# Fast Serializing and Deserializing for Python.
`escode` is a very fast binary serialize/deserialize module for Python. It is written as a Python C-Extension and operates on most portable types. It is designed to be fast, generate small encoding sizes, and have a version that is indexable/sortable. This last part is the primary motivation for `escode` since most data retrieval happens via indexed range queries.
### Performance
Below is the space and time performance of `escode` as compared to other major encodings. It was generally faster, and produced sizes comparable to dense formats like `cbor` or `msgpack`. The code used can be found in the [benchmark](https://github.com/awable/escode/tree/master/benchmark) directory.
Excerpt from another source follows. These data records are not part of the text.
PR #283, opened 2019-11-26
Parameterized Python test suites

teoparvanov:
Currently the system tests run against statically encoded BFT network
configurations. To run the same test suites against BFT networks with
varying parameters (n, c, f), we need to make significant code changes.

This PR addresses the issue by parameterizing all existing system tests,
which consume the eligible BFT configurations from a central factory
called bft.interesting_configs(). This factory allows to produce and
filter BFT configurations according to key criteria, such as minimum
values for f and for c.

Running the existing system tests against a variety of BFT configurations
now becomes very easy - we can simply add entries in bft.interesting_configs().

Later on, we could even consider feeding those values from command line,
allowing us to run quick CI (n=4) and slower CI (n=4, n=7, n=11, ...).

### DIFF
--- a/tests/test_skvbc.py
+++ b/tests/test_skvbc.py
@@ -9,7 +9,7 @@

Method | Encode (μs) | xFaster | Decode (μs) | xFaster | Size | xSmaller
--- | --- | --- | --- | --- | --- | ---
escode | 981 | 1.00 | 2411 | 1.00 | 185 | 1.00
pickle | 1723 | 1.76 | 2697 | 1.12 | 233 | 1.26
json | 5185 | 5.28 | 7685 | 3.19 | 338 | 1.82
cbor | 1534 | 1.56 | 2456 | 1.02 | 180 | 0.97
ujson | 2017 | 2.06 | 3687 | 1.53 | 330 | 1.78
msgpack | 1329 | 1.36 | 3086 | 1.28 | 179 | 0.97
### Installation
```shell
# Requires gcc and python-dev
# Requires Python2.7+ or Python3+
pip install escode
```
### Usage
```python
import escode
data = {"id": <id>, "name":"James Maddison", ...}
blob = escode.encode(data)
db.put(<id>, blob)
...
dbdata = escode.decode(db.get(<id>))
assert dbdata == data
```
Most data retrieval for data happens via range queries which operates on data attributes. `escode.encode_index` produces an encoding that matches the sort order of the input. i.e.
```cmp(tup1, tup2) == cmp(encoded_tup1, encoded_tup2)```
Index encoding is **not decodable** as it skips some of info (like lengths for strings/collections)- it is only meant to be used to store and compare against an index of the same type.
```python
City = namedtuple('City', ('id', 'name', 'country', 'pop'))
citylist = [
City('city:1', 'Delhi', 'India', 19000000),
City('city:2', 'Mumbai', 'India', 18000000),
City('city:3', 'San Francisco', 'USA', 3000000),
City('city:4', 'Paris', 'France', 5000000),...]
INDEX_NAME = 'index:city:country_pop'
indextuples = []
for city in citylist:
# store data
db.put(city.id, city)
# store index
indextuple = (INDEX_NAME, city.country, city.pop)
indextuples.add(indextuple)
index = escode.encode_index(indextuple)
db.put(index, city.id)
#retrieval: Indian cities with pop between 1M and 5M
rangestart = escode.encode_index((INDEX_NAME,'India',1000000))
rangeend = escode.encode_index((INDEX_NAME,'India',5000000))
cityids = db.getrange(rangestart, rangeend)
indiancities = db.multiget(cityids)
# also useful for sorting
tuple_encodings = [
(indextup, escode.encode_index(indextup))
for indextup, cityid in indextuples]
# sorting by tuples is the same as sorting by the encodings
assert (sorted(indextuples, key=lambda tup_enc: tup_enc[0]) ==
sorted(indextuples, key=lambda tup_enc: tup_enc[1]))
```
### Format
Encodings use a 1 byte `headbyte` which stores the data type and some info, followed by a variable length (upto 8 bytes) number. This number is used to either store integer types or lengths for collections.
Index encodings are tricky to implement since one cannot simply concat the index tuples in order to maintain sort ordering i.e. `('a','z') < ('aa', 'z')` but `'az' > 'aaz'` This is accomplished in escode by using `'\x00\x00'` as the boundary between tuple elements, and escaping `\x00s` in the tuple elements themselves. Since elements like 8 byte zeros are fairly common, consecutive `\x00s` inside elements are compressed as an optimization.